# Transformers 3: Dark of the Moon - Delightfully awful. SPOILERS



## Captain Howdy (Jun 29, 2011)

The "Main villain" Shockwave was barely on screen.
The speaking parts are given to Optimus, Sentinel, Megatron, and the humans. A few one-liners from other bots, but otherwise very little was said, or done by the other bots.
Soundwave's arrival on Earth was not explained AT ALL. 
Laserbeak's ability to speak was not explained at all
The Dreads were not explained at all
The Wreckers were explained, but played almost no part in the movie, and could've easily just not existed
Wheeljack, aka not-Wheeljack, was an old scientist fucker that made little sense
The plot is so full of holes it's hilarious. 
Wheelie returns with a little science buddy, they play a bit of a good role
Mirage (aka "Dino" despite not requiring a name at all) is kinda cool
Ironhide dies first.
Starscream dies at the hands of Sam, like a bitch, but his voice is a lot more G1-sounding
Soundwave dies like a bitch, but has a cool voice actor, despite almost no lines. 
Shockwave dies like a even bigger bitch, and uh...is incoherent at all times.
Megatron actually gets killed, despite Optimus never even bothering in any tv show.
Sentinel has a pretty awesome death
Mudflap & Skids don't make an appearance.
The main human villain has no idea what his motivation is.
The new sex object plays absolutely no role in the movie. 
The Beef is still a terrible actor
The Sector 7 dude was improved by a lot. 
The random dude that hung out with Mudflaps & Skids doesn't come back
The Asian dude from Hangover makes a pointless cameo
Nemoy makes a pretty awesome voice actor for Sentinel
Laserbeak has the ability to uh...transform into anything? Literally. Copy machine, laptop, television, bumblebee-like-robot, and more. Also dies. 
Megatron's new mode is shown like...twice, rendering the whole thing pointless.
Prime's Trailer is shown in like 3 scenes, two of which it's being destroyed/separated from him, and one it's actually being used - It's the first scene, and he never uses it again. 
There's soooo much more...

Overall, there is just so much that they added in or changed, that they could only give everything like ONE scene. So everything you heard about them adding, or anything unique you see in the movie, is only seen ONCE - So if you liked it, enjoy the 5 seconds it's on screen, because you won't see it again. It was still a whole lot of slow-mo huge action scene wankery, but I liked it a lot xD
-


----------



## Iudicium_86 (Jun 29, 2011)

The fights and battles were good though right? Cuz that's all I care about when it comes to these transformer movies. If I wanted depth, I just rewatch Beast Wars.


----------



## Captain Howdy (Jun 29, 2011)

Iudicium_86 said:


> The fights and battles were good though right? Cuz that's all I care about when it comes to these transformer movies. If I wanted depth, I just rewatch Beast Wars.


 
Yeah, the fight scenes were pretty sweet - Albeit I'm a Decepticon fan...and they pretty much all die, but it's still awesome.


----------



## Cyril (Jun 29, 2011)

The first two movies were about watching giant robots fight and blow stuff up. Why would the third be any different? What does the plot matter? They're all wonderfully terrible anyways.


----------



## Captain Howdy (Jun 29, 2011)

Cyril Daroun said:


> The first two movies were about watching giant robots fight and blow stuff up. Why would the third be any different? What does the plot matter? They're all wonderfully terrible anyways.


 
Well the action is very much enjoyable, but things like...Shockwave being a main villain, despite not ever being a villain, and playing almost no role in the movie, except for the crazy worm thing that wasn't explained >.>


----------



## Aden (Jun 30, 2011)

Michael Bay is, in at least one way, the ultimate Transformers fan. He unleashes his inner child to bash some robots together as we might have done as kids, just with CGI instead of our hands.

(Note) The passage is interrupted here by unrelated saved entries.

PR #8537, opened 2019-11-15
dnsdist: Rule stats for Prometheus

phonedph1:
### Short description
We have a desire to capture rule matches and aggregate them in Prometheus.  This does create some nasty long attributes in some cases, but putting this out there to see how offensive this really is. 

Produces output like:

```
dnsdist_rule_action{id="0",creationOrder="0",uuid="4bc426c5-b41e-4661-b559-ede4ee56472f",rule="All",action="delay by 40 msec"} 0
dnsdist_rule_response{id="0",creationOrder="1",uuid="86d7b044-677d-4b3e-94fc-10e9f9f43056",rule="All",action="delay by 50 msec"} 0
dnsdist_rule_cacheHit{id="0",creationOrder="2",uuid="94470e79-0c4b-48dc-be4d-d327bee56783",rule="All",action="delay by 60 msec"} 0
dnsdist_rule_selfAnsweredResponse{id="0",creationOrder="3",uuid="194b8181-3b34-4a16-9ac9-a3e8c2d3efa7",rule="All",action="delay by 70 msec"} 0
```

TODO: HELP/TYPE stuff.

### Checklist
I have:
- [x] compiled this code
- [x] tested this code
- [ ] documented the code

### DIFF
--- a/pdns/dnsdist-web.cc
+++ b/pdns/dnsdist-web.cc
@@ -245,6 +245,22 @@ static json11::Json::array someResponseRulesToJson(GlobalStateHolder<vector<T>>*
   return responseRules;
 }
 
+template<typename T>
+static string someResponseRulesToPrometheus(const string basename, GlobalStateHolder<vector<T>>* someResponseRules)
+{
+  int num = 0;
+  auto localResponseRules = someResponseRules->getLocal();
+  ostringstream output;
+  for(const auto& a : *localResponseRules) {
+    const std::string rule_info = boost::str(boost::format("{id=\"%1%\",creationOrder=\"%2%\",uuid=\"%3%\",rule=\"%4%\",action=\"%5%\"}")
+      % num % (double)a.d_creationOrder % boost::uuids::to_string(a.d_id) % a.d_rule->toString() % a.d_action->toString());
+    output << basename << rule_info << " " << a.d_rule->d_matches << "\n";
+    num++;
+  }
+  return output.str();
+}
+
+
 static void connectionThread(int sock, ComboAddress remote)
 {
   setThreadName("dnsdist/webConn");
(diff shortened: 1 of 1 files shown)


hhoffstaette:
I've added this to my 1.4.0 package and noticed that the uuid of every rules changes between restarts/reboots, essentially invalidating a rule series and leading to label bloat. Is the uuid really required or would it suffice to use the rule itself to match series? Same for id & creationOrder - the series of a rule shouldn't change/be invalidated just because an unrelated rule was inserted/deleted.
Also I only see _action, no _response/_cacheHit/_selfAnsweredResponse labels.

phonedph1:
Good question. I'm guessing most people probably don't need them, but I think the JSON endpoint exposed them so I just did the same. Our use case is typically going to be aggregating based on something in the rule or action text. 

Do you actually have non-action rules setup for it to show?

Some others on IRC have also commented that they have so many rules this part should perhaps be optional all togerher.

hhoffstaette:
> Do you actually have non-action rules setup for it to show?

So far I only use Spoof or NXDomain actions. It seems empty tables result in empty strings and therefore don't result in output; IMHO in this case the metrics should still appear and have a default 0 value.

rgacogne:
> I've added this to my 1.4.0 package and noticed that the uuid of every rules changes between restarts/reboots, essentially invalidating a rule series and leading to label bloat. Is the uuid really required or would it suffice to use the rule itself to match series?

Note that you can fix the UUID in the configuration so that it stays the same across restarts.

hhoffstaette:
> Note that you can fix the UUID in the configuration so that it stays the same across restarts.

True - thanks for the reminder. I suspect the number of people who do so is very low, and it doesn't change the wrong behaviour by default (which is surprising, to say the least). It would probably be much easier to switch the rule ID to a stable value - something like action code xor rule hash. I don't know whether the actual format of the id matters, but without stability the value is essentially useless anyway. If people want to autogenerate rules with explicit externally-generated UUIDs they could still do so.

pdns/dnsdist-web.cc
```diff
@@ -531,6 +546,30 @@ static void connectionThread(int sock, ComboAddress remote)
...
+        auto responseRules = someResponseRulesToPrometheus(rule_response, &g_resprulactions);
+        output << responseRules;
+
+        const string rule_cacheHit = "dnsdist_rule_cachehit";
+        output << "# HELP " << rule_cacheHit << " Number of queries matching the specified cache hit rule" << "\n";
+        output << "# TYPE " << rule_cacheHit << " counter" << "\n";
+        auto cacheHitResponseRules = someResponseRulesToPrometheus(rule_cacheHit, &g_cachehitresprulactions);
+        output << cacheHitResponseRules;
+
+        const string rule_selfAnsweredResponse = "dnsdist_rule_selfansweredresponse";
```
jsoref, line 567: Hi, for the time being (and hopefully going forward), pdns master is running the [check-spelling](https://github.com/marketplace/actions/check-spelling) action. In order to avoid a ❌ when merged https://github.com/jsoref/pdns/commit/6352b9816ec2624646bfc68380f29a90422e36c2#commitcomment-39229536 -- you'll need to merge/rebase on `master` to get the check (and the files) -- you can just accept the advice (which should add `selfansweredresponse` to `expect.txt`) as `selfansweredresponse` appears to be the proper thing here.

pieterlexis:
@rgacogne is something like this already implemented? If so, please close this pr

phonedph1:
We've diverged a bit from the initial PR here. We are only using `rule` and `action` now and will likely add `name` for 1.6.0. There was also some feedback on IRC from a large operator saying having these rules display by default would be too much for their prometheus collection. Not sure how much agreement here will be on what should be included or not.

phonedph1:
Extremely similar functionality is implemented in #9746 and as such I am closing this.

PR #8538, opened 2019-11-18
Use move semantics when updating the content of the StateHolder

rgacogne:
### Short description

This PR prevents unnecessary copies when adding/updating rules in dnsdist, and possibly for some configuration updates of the recursor as well. I only measured the dnsdist case, to be clear.

### Checklist

I have:
- [x] compiled this code
- [x] tested this code
- [ ] documented the code

### DIFF
--- a/pdns/dnsdist-lua-actions.cc
+++ b/pdns/dnsdist-lua-actions.cc
@@ -1173,7 +1173,7 @@ private:
 };
 
 template<typename T, typename ActionT>
-static void addAction(GlobalStateHolder<vector<T> > *someRulActions, luadnsrule_t& var, std::shared_ptr<ActionT>& action, boost::optional<luaruleparams_t>& params) {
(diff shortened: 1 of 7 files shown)


pdns/dnsdist-lua-actions.cc
```diff
@@ -1173,16 +1173,16 @@ class KeyValueStoreLookupAction : public DNSAction
 };
 
 template<typename T, typename ActionT>
-static void addAction(GlobalStateHolder<vector<T> > *someRulActions, luadnsrule_t var, std::shared_ptr<ActionT> action, boost::optional<luaruleparams_t> params) {
+static void addAction(GlobalStateHolder<vector<T> > *someRulActions, luadnsrule_t& var, std::shared_ptr<ActionT>& action, boost::optional<luaruleparams_t>& params) {
```
omoerbeek: I don't know how strict we want to be with respect to const-correctness, but you can probably add some `const` for these parameters.

rgacogne: Thanks, fixed!

PR #8562, opened 2019-11-20
YAHTTP: Accept headers without spaces

pieterlexis:
### Short description
cc @cmouse 

YaHTTP did not accept a header like

```
Accept:application/json
```

Which should be allowed according to RFC 7230:

>    Each header field consists of a case-insensitive field name followed by a colon (":"), optional leading whitespace, the field value, and optional trailing whitespace.

### Checklist

I have:
- [x] compiled this code
- [x] tested this code
- [ ] documented the code

### DIFF
--- a/ext/yahttp/yahttp/reqresp.cpp
+++ b/ext/yahttp/yahttp/reqresp.cpp
@@ -101,10 +101,11 @@ namespace YaHTTP {
           break;
         }
         // split headers
-        if ((pos1 = line.find(": ")) == std::string::npos)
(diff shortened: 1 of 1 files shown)


Habbie:
This does not appear to accept *more* than one space after the `:`

omoerbeek:
This was only backported to auth 4.2.x, is this relevant to rec-4.2.x?

Habbie:
> This was only backported to auth 4.2.x, is this relevant to rec-4.2.x?

Yes, it is!

PR #8564, opened 2019-11-20
geoipbackend: propagate weighted rounding gap fix

jeremy-clerc:
### Short description

618824cb73db384d52cf379c7d49744dbb5b8f6d (PR #7219) fixed computation
of weighted round robin computation per Qtype.

That commit also introduced a bug on the removal of the rounding gap.

Because it works on a copy of a GeoIPDNSResourceRecord, the updated
weight of the last record is not propagated to the domain object.

The bug is as follow:
  1. The total weight is < 1000
  2. The random probabability gives 1000
  3. There is no resource to be given

This commit restores the original behavior of ensuring the gap is added
to the last resource so we always have 1000.

### Checklist
I have:
- [X] compiled this code
- [X] tested this code
- [ ] documented the code

### DIFF
--- a/modules/geoipbackend/geoipbackend.cc
+++ b/modules/geoipbackend/geoipbackend.cc
@@ -263,7 +263,7 @@ void GeoIPBackend::initialize() {
     for(auto &item: dom.records) {
       map<uint16_t, float> weights;
       map<uint16_t, float> sums;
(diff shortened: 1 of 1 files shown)


jeremy-clerc:
Do you think it would be possible to have a bugfix release once merged ? Or there is some sort of nightly build on 4.2.x branch (when cherry picked) ?
Thanks

PR #8565, opened 2019-11-20
geoipbackend: stop looking after first weighted match

jeremy-clerc:
### Short description

In the case of weighted round robin, we will give back only one
GeoIPDNSResourceRecord, so once we found it, there is no point to
keep looking except inducing a performance penalty.

This commit ensures we stop looking after we found our first weighted
match.

### Checklist
I have:
- [X] compiled this code
- [X] tested this code
- [X] documented the code


Habbie:
@cmouse

PR #8567, opened 2019-11-21
dnsdist: Add bounded loads to the consistent hashing policy

### LINKED ISSUE #7387: dnsdist needs a 'bounded hashing' server selection policy
See #7386, but then for dnsdist. Could use number of outstanding queries as metric, or QPS. Or perhaps configurable.

In short, this means we hash a query and pick the same server for the same query UNLESS this server is receiving too large a share of traffic or is too busy.

rgacogne:
### Short description

This PR adds support for a bounded-load version of the consistent hashing policy, preventing one server from receiving much more queries than the others, even if the distribution of queries is not perfect.
This "consistent hashing with bounded loads" algorithm is enabled by setting `setConsistentHashingBalancingFactor()` to a value other than 0, which is the default. This value is the maximum number of outstanding queries that a given server can have at a given time, as a ratio of the average number of outstanding queries for all the active servers in the pool.
For example, setting `setConsistentHashingBalancingFactor(1.5)` means that no server will be allowed to have more outstanding queries than 1.5 times the average of all outstanding queries in the pool. The algorithm will try to select a server based on the hash of the qname, as is done when no bounded-load is set, but will disqualify all servers that have more outstanding queries than the average times the factor, until a suitable server is found. The higher the factor, the more imbalance between the servers is allowed.

Implements the `chashed` part of #7387, not the `whashed` one.

### Checklist

I have:
- [x] compiled this code
- [x] tested this code
- [ ] documented the code

### DIFF
--- a/pdns/dnsdist.cc
+++ b/pdns/dnsdist.cc
@@ -896,7 +896,7 @@ shared_ptr<DownstreamState> chashed(const NumberedServerVector& servers, const D
   shared_ptr<DownstreamState> ret = nullptr, first = nullptr;
 
   double targetLoad = std::numeric_limits<double>::max();
-  if (g_consistentHashBalancingFactor != 0) {
+  if (g_consistentHashBalancingFactor > 0) {
     /* we start with one, representing the query we are currently handling */
     double currentLoad = 1;
     for (const auto& pair : servers) {
--- a/pdns/dnsdist.cc
+++ b/pdns/dnsdist.cc
@@ -882,6 +882,7 @@ shared_ptr<DownstreamState> wrandom(const NumberedServerVector& servers, const D
 }
 
 uint32_t g_hashperturb;
+double g_consistentHashBalancingFactor = 0;
 shared_ptr<DownstreamState> whashed(const NumberedServerVector& servers, const DNSQuestion* dq)
 {
   return valrandom(dq->qname->hash(g_hashperturb), servers, dq);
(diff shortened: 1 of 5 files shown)


pdns/dnsdist.cc
```diff
@@ -894,8 +895,18 @@ shared_ptr<DownstreamState> chashed(const NumberedServerVector& servers, const D
   unsigned int min = std::numeric_limits<unsigned int>::max();
   shared_ptr<DownstreamState> ret = nullptr, first = nullptr;
 
+  double targetLoad = std::numeric_limits<double>::max();
+  if (g_consistentHashBalancingFactor != 0) {
```
chbruyand: Maybe verify it is `> 0`, or validate `setConsistentHashingBalancingFactor()` input parameter ?

pdns/dnsdistdist/docs/guides/serverselection.rst
```diff
@@ -46,10 +46,19 @@ The current hash algorithm is based on the qname of the query.
 ``chashed``
 ~~~~~~~~~~~
 
+.. versionadded: 1.3.3
+
 ``chashed`` is a consistent hashing distribution policy. Identical questions with identical hashes will be distributed to the same servers. But unlike the ``whashed`` policy, this distribution will keep consistent over time. Adding or removing servers will only remap a small part of the queries.
 
+Increasing the weight of servers to a value larger than the default is required to get a good distribution of queries. Small values like 100 or 1000 should be enough to get a correct distribution.
```
chbruyand: I was wondering if it might help to cap weight to a min value (100?) when using consistent hashing-based distribution ?

rgacogne:
> This could be useful to also implement that for `whashed` policy, maybe remove the closes #7387 comment ?

True, I edited it.

PR #9590, opened 2020-10-06
auth: Rewrite OpenSSLRSADNSCryptoKeyEngine::fromISCMap to be less tricky

omoerbeek:
### Short description

Prompted by CodeQL

### Checklist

Too bad he can't tell a story to save his life anymore


----------



## Cyril (Jun 30, 2011)

Lastdirewolf said:


> Well the action is very much enjoyable, but things like...Shockwave being a main villain, despite not ever being a villain, and playing almost no role in the movie, except for the crazy worm thing that wasn't explained >.>


 Considering I don't know a damn thing about transformers to begin with, I have no clue what you're talking about.
And I've never chosen to watch the movies but I've seen the first two anyways. Both were long and full of explosions and giant robots and that's about all I remember.


----------



## Captain Howdy (Jun 30, 2011)

Cyril Daroun said:


> Considering I don't know a damn thing about transformers to begin with, I have no clue what you're talking about.
> And I've never chosen to watch the movies but I've seen the first two anyways. Both were long and full of explosions and giant robots and that's about all I remember.


 
It's more of the same for sure  But in somewhat more exciting situation.


----------



## Redregon (Jun 30, 2011)

.... and yet, all those transformer fanboys will still pony up the cash to be seriously dissapointed... which will make those execs think "well, it may have sucked hardcore but it made money... so, when's the next sequel?"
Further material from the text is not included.